**WHAT THE TASK ASKS:**
Hunt through the lines below for the string "access" and copy each one that has it.

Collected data
PR #334, opened 2019-09-07
Add support for marshaling an IDuplexPipe or Stream as a JSON-RPC argument

### LINKED ISSUE #140: Support for out of band streams referenced in JSON-RPC messages
## Proposal

When a server method signature includes a `Stream`, it signifies that a side-channel should be established between the two parties. This is useful for efficient transfer of large binary blobs or any other one- or two-way communication that should take place outside the standard JSON-RPC protocol.

The method and transport used to create the side-channel is outside the scope of this spec, but may be established on the same underlying transport by leveraging a multiplexing stream (such as [the one implemented in Nerdbank.Streams](https://github.com/AArnott/Nerdbank.Streams/blob/master/doc/MultiplexingStream.md)) or as an entirely new connection.

For example, given a server method signature such as this:

```cs
async Task SaveJpgContent(string fileName, Stream stream);
```

A client may invoke it like this:

```cs
await jsonRpcClient.InvokeAsync("SaveJpgContent", fileName,  File.OpenRead(fileName));
```

The client library then takes the Stream that is passed to it, creates a side-channel, and sends the side-channel id to the server:

```json
{
  "jsonrpc": "2.0",
  "id": 1,
  "method": "TakeThisOfflineAsync",
  "params": [
    "some.jpg",
    15 // supposing the side-channel ID is 15
  ]
}
```

The server library would receive this request, find the matching method and notice that the second parameter is a Stream, and interpret the `15` in the request as a side-channel id and accept the connection to that channel. It would then provide the stream that represents that channel as the second argument when it actually invokes the server method locally.

At this point, the server method can read from the stream.

## Additional notes

For two-way communication, the `Stream` a client passes into the library would have to be prepared for the library to potentially read from *and* write to in order to propagate information from the side-channel. But this leaves the question of how the client itself communicates since both Read and Write methods must be used by the library. This might be resolved by passing in one of the Streams created by [`FullDuplexStream`](https://github.com/AArnott/Nerdbank.Streams/blob/master/doc/FullDuplexStream.md), and keeping the other Stream in the pair for communication.

## Open questions

1. Must the server complete using the stream before sending the JSON-RPC response message? I'm thinking not since I can't think of a reason why that would be a necessary restriction. But servers may certainly choose to complete all side-channel communication before returning from their async methods and sending the JSON-RPC response to the client.
1. Some libraries are not in strongly typed languages. How would a javascript implementation know to convert the `15` to a `Stream`? Perhaps this whole automatic feature can be provided only in a strongly-typed library, while maintaining wire compatibility with loosely-typed languages since they can still accept the side-channel by expecting `15` to be interpreted as its id.
1. How might we work the new System.IO.Pipelines API into these server methods?

AArnott:
Closes #140

### DIFF
--- a/src/StreamJsonRpc.Tests/JsonMessageFormatterTests.cs
+++ b/src/StreamJsonRpc.Tests/JsonMessageFormatterTests.cs
@@ -4,6 +4,7 @@
 using System;
 using System.Buffers;
 using System.Text;
+using System.Threading.Tasks;
 using Nerdbank.Streams;
 using Newtonsoft.Json;
 using StreamJsonRpc;
@@ -110,6 +111,31 @@ public class JsonMessageFormatterTests : TestBase
         Assert.True(jsonMessage.TryGetArgumentByNameOrIndex(null, 0, typeof(string), out object value));
         Assert.IsType<string>(value);
         Assert.Equal("2019-01-29T03:37:28.4433841Z", value);
+    }
+
+    /// <summary>
+    /// Verifies that the <see cref="JsonMessageFormatter.MultiplexingStream"/> property
+    /// retains values it is set to, and accepts null.
+    /// </summary>
+    /// <remarks>
+    /// The rest of the multiplexing stream tests are defined in <see cref="DuplexPipeMarshalingTests"/>.
+    /// </remarks>
+    [Fact]
+    public async Task MultiplexingStream()
+    {
+        var formatter = new JsonMessageFormatter();
+        Assert.Null(formatter.MultiplexingStream);
+
+        Tuple<Nerdbank.FullDuplexStream, Nerdbank.FullDuplexStream> streams = Nerdbank.FullDuplexStream.CreateStreams();
+        MultiplexingStream[] mxStreams = await Task.WhenAll(
+            Nerdbank.Streams.MultiplexingStream.CreateAsync(streams.Item1, this.TimeoutToken),
+            Nerdbank.Streams.MultiplexingStream.CreateAsync(streams.Item2, this.TimeoutToken));
+
+        formatter.MultiplexingStream = mxStreams[0];
+        Assert.Same(mxStreams[0], formatter.MultiplexingStream);
+
+        formatter.MultiplexingStream = null;
+        Assert.Null(formatter.MultiplexingStream);
     }
 
     private static long MeasureLength(JsonRpcRequest msg, JsonMessageFormatter formatter)
--- a/src/StreamJsonRpc/JsonMessageFormatter.cs
+++ b/src/StreamJsonRpc/JsonMessageFormatter.cs
@@ -30,7 +30,7 @@ namespace StreamJsonRpc
     /// <remarks>
     /// Each instance of this class may only be used with a single <see cref="JsonRpc" /> instance.
     /// </remarks>
-    public class JsonMessageFormatter : IJsonRpcAsyncMessageTextFormatter, IJsonRpcInstanceContainer
+    public class JsonMessageFormatter : IJsonRpcAsyncMessageTextFormatter, IJsonRpcInstanceContainer, IDisposable
     {
         /// <summary>
         /// The key into an <see cref="Exception.Data"/> dictionary whose value may be a <see cref="JToken"/> that failed deserialization.
@@ -76,6 +76,11 @@ namespace StreamJsonRpc
         /// <see cref="MessageFormatterProgressTracker"/> instance containing useful methods to help on the implementation of message formatters.
         /// </summary>
         private readonly MessageFormatterProgressTracker formatterProgressTracker = new MessageFormatterProgressTracker();
+
+        /// <summary>
+        /// The helper for marshaling pipes as RPC method arguments.
+        /// </summary>
+        private readonly MessageFormatterDuplexPipeTracker duplexPipeTracker = new MessageFormatterDuplexPipeTracker();
 
         /// <summary>
         /// The version of the JSON-RPC protocol being emulated by this instance.
@@ -124,6 +129,8 @@ namespace StreamJsonRpc
                 {
                     new JsonProgressServerConverter(this),
                     new JsonProgressClientConverter(this),
+                    new DuplexPipeConverter(this),
+                    new StreamConverter(this),
                 },
             };
         }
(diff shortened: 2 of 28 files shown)


src/StreamJsonRpc/Reflection/MessageFormatterDuplexPipeTracker.cs
```diff
@@ -0,0 +1,199 @@
...
+
+            MultiplexingStream mxstream = this.GetMultiplexingStreamOrThrow();
+            if (token is null)
+            {
+                return null;
+            }
+
+            // In the case of multiple overloads, we might be called to convert a channel's token more than once.
+            // But we can only accept the channel once, so look up in a dictionary to see if we've already done this.
+            if (!this.openInboundChannels.TryGetValue(token.Value, out MultiplexingStream.Channel channel))
```
AArnott: In case the request gets rejected with no match, we need to be sure we close this channel rather than leave it open in our dictionary

AArnott: Fixed

src/StreamJsonRpc/JsonMessageFormatter.cs
```diff
@@ -677,5 +723,49 @@ public override void WriteJson(JsonWriter writer, object value, JsonSerializer s
...
+            private readonly JsonMessageFormatter jsonMessageFormatter;
+
+            public DuplexPipeConverter(JsonMessageFormatter jsonMessageFormatter)
+            {
+                this.jsonMessageFormatter = jsonMessageFormatter ?? throw new ArgumentNullException(nameof(jsonMessageFormatter));
+            }
+
+            public override IDuplexPipe ReadJson(JsonReader reader, Type objectType, IDuplexPipe existingValue, bool hasExistingValue, JsonSerializer serializer)
+            {
+                int? tokenId = JToken.Load(reader).Value<int?>();
```
IlyaBiryukov: Would it be better to serialize as an object, e.g. `{"id": id}` for future extensibility?

AArnott: I considered that, but I couldn't think of any extensibility we would need. This depends on MultiplexingStream, which only needs an integer to accept a channel. And if we ever switched away from MultiplexingStream, that would be a breaking change on both sides so we would have to define a new protocol for whatever would replace it anyway.

src/StreamJsonRpc/JsonMessageFormatter.cs
```diff
@@ -677,5 +723,49 @@ public override void WriteJson(JsonWriter writer, object value, JsonSerializer s
...
+
+            public override Stream ReadJson(JsonReader reader, Type objectType, Stream existingValue, bool hasExistingValue, JsonSerializer serializer)
+            {
+                int? tokenId = JToken.Load(reader).Value<int?>();
+                return this.jsonMessageFormatter.duplexPipeTracker.GetPipe(tokenId)?.AsStream();
+            }
+
+            public override void WriteJson(JsonWriter writer, Stream value, JsonSerializer serializer)
+            {
+                var token = this.jsonMessageFormatter.duplexPipeTracker.GetToken(value?.UsePipe());
```
IlyaBiryukov: Using a stream as a pipe loses its random access capability, so we can either not allow such streams to be passed through, or document this behavior.

How about one-directional streams, that can only read or write? Looks like write-only streams are also not supported, because `UsePipeReader` in `PipeExtensions.cs` in `Nerdbank.Streams` would throw.

src/StreamJsonRpc.Tests/JsonMessageFormatterTests.cs
```diff
@@ -112,6 +113,24 @@ public void JTokenParserHonorsSettingsOnSerializer()
         Assert.Equal("2019-01-29T03:37:28.4433841Z", value);
     }
 
+    [Fact]
+    public async Task MultiplexingStream()
```
milopezc: Just out of curiosity what are we testing with this? The Assert methods seem to me to be only testing the setting of formatter.MultiplexingStream.

src/StreamJsonRpc/JsonMessageFormatter.cs
AArnott: > Using a stream as a pipe loses its random access capability

What do you mean? `Stream.UsePipe()` returns an `IDuplexPipe` which can be read from and written to just like a duplex `Stream`. The only lossy conversion is from `IDuplexPipe` to `Stream`, since only `IDuplexPipe` lets you 'complete' one direction of communication and a `Stream` doesn't offer such an API.
And I *do* document that in the .md file I add in this PR.

> How about one-directional streams, that can only read or write? 

I support that too. Check out the unit tests I add. I specifically test with both read-only and write-only streams *and* "duplex" pipes. It all works.
I [updated Nerdbank.Streams' `UsePipe()` extension method](https://github.com/AArnott/Nerdbank.Streams/pull/115) to support one-directional streams last week to support this.

src/StreamJsonRpc.Tests/JsonMessageFormatterTests.cs
AArnott: I should add a comment. I am simply testing the `MultiplexingStream` property on the formatter -- that it can retain a value and accepts a `null` assignment as well.

All the functionality we expect due to setting the property is tested in another class. I'll mention this in the comment too.

src/StreamJsonRpc/JsonMessageFormatter.cs
IlyaBiryukov: >> Using a stream as a pipe loses its random access capability

> What do you mean?

Suppose some client passes a stream, and then wants to set `Position` on it. Will this screw up the service? Can the service use `Position` on the stream?

>> How about one-directional streams, that can only read or write?

> I support that too.
Cool. My local copy of `Nerdbank.Streams` doesn't have it, that's why I was asking.

src/StreamJsonRpc/Reflection/MessageFormatterProgressTracker.cs
```diff
@@ -28,7 +28,7 @@ public class MessageFormatterProgressTracker
         /// <summary>
         /// Dictionary used to map the outbound request id to their progress id token so that the progress objects are cleaned after getting the final response.
         /// </summary>
-        private readonly Dictionary<long, object> requestProgressMap = new Dictionary<long, object>();
+        private readonly Dictionary<long, long> requestProgressMap = new Dictionary<long, long>();
```
milopezc: If this is changed to long, shouldn't the key in progressMap be changed to long as well?

AArnott: No. `progressMap` maps *incoming* messages while `requestProgressMap` maps `outgoing` messages. So while it is correct for `progressMap` to use `object` as the key since the ID could be a number or string, *this* map can correctly assume that the message ID is a `long` since we are always the author and always use longs.
So this was just a fix-up (unrelated to the rest of my changes) that I noticed I could make to yours while I was studying and copying from your class to make my own tracker class. :)

src/StreamJsonRpc/JsonMessageFormatter.cs
AArnott: > Suppose some client passes a stream, and then wants to set Position on it. 

Network streams are not seekable. `Stream.CanSeek == false`. So you can't set `Position` on it -- it would throw `NotSupportedException`. Seek only makes sense on a stream representing a persistent thing like a file. But these streams are network streams -- they represent communication channels, and thus cannot seek, but you can read and write to them concurrently, which does *not* make sense for a file.

IMO it's confusing how in .NET a Stream can represent two totally different use cases like this. I think that is somewhat alleviated by the introduction of `IDuplexPipe` which is a type dedicated to just one of these (and does a better job).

**RESPONSE AREA:**
IlyaBiryukov: Using a stream as a pipe loses its random access capability, so we can either not allow such streams to be passed through, or document this behavior.
AArnott: > Using a stream as a pipe loses its random access capability
IlyaBiryukov: >> Using a stream as a pipe loses its random access capability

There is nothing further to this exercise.